LEGAL AND REGULATORY TRENDS
In 2017, there were few new legal or regulatory developments in the United States directly applicable to sovereign bond issuers, although market practice saw heightened attention to diligence questions and representations concerning economic sanctions, terrorism financing, and corruption. The imposition of sanctions by the U.S. Department of the Treasury on the participation of U.S. investors in new debt issuances by the government of Venezuela caused some initial confusion and is likely to make any short-term resolution to the Venezuelan debt situation more complicated.
While not specific to sovereigns, one recent change that may affect sovereign issuers that list their securities on European stock exchanges is a new requirement under the Markets in Financial Instruments Directive (MiFID II) relating to trade reporting requirements which became effective on January 3, 2018. Under the MiFID II, investment firms must report information on trade details, parties, and financial instruments. One such piece of information is the legal entity identifier (LEI). The LEI is a 20-digit alpha numeric code developed by the International Organization for Standardization to allow a unique identification of legal entities. Sovereigns are not exempted from the requirement and must obtain an LEI in order for their securities to continue to be traded in EU markets. On December 20, 2017, the European Securities and Markets Authority (ESMA) issued a statement outlining temporary measures to ease the transition which are in effect for six months. Under the temporary measures, trading venues may report their LEI codes instead of LEI codes of non-EU issuers that do not currently have their own LEI code. The United Kingdom's Financial Conduct Authority (FCA) issued a statement in response that it would respect ESMA's temporary rules, but that it was not able to change its own rules by the January 3, 2018 effectiveness date.

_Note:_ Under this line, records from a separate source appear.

PR #3094, opened 2020-08-25
[NTOS:PNP] Fix and improve PnP notifications code

Extravert-ir:
- BUGFIX: do not call IoGetRelatedTargetDevice while guarded mutex is acquired
  (the function issues an APC, but they are disabled inside a critical section)
- BUGFIX: only the beginning of a structure for GUID_PNP_CUSTOM_NOTIFICATION was copied and queued.
  Just pass it as-is to a subscriber, without copying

The FCA further stated that until its rules could be amended, investment firms should not submit trade reports that do not comply with the MiFID II requirements. However, the FCA announced that ESMA's temporary change regarding LEIs were implemented in the FCA's own system beginning March 12, 2018. For a discussion of these regulations in another context, see Reverse Yankee Bonds and the New EU Market Abuse Regime.
Sovereign issuers are typically active in the beginning of the calendar year as finance ministries begin to address their funding needs, and 2018 has been no exception. While the continuing step increase in the U.S. federal funds rate by the Federal Reserve has not yet had a pronounced effect on the sovereign bond market, one can anticipate that market participants will study the direction of the market in determining timing of issuances and effects on the overall market.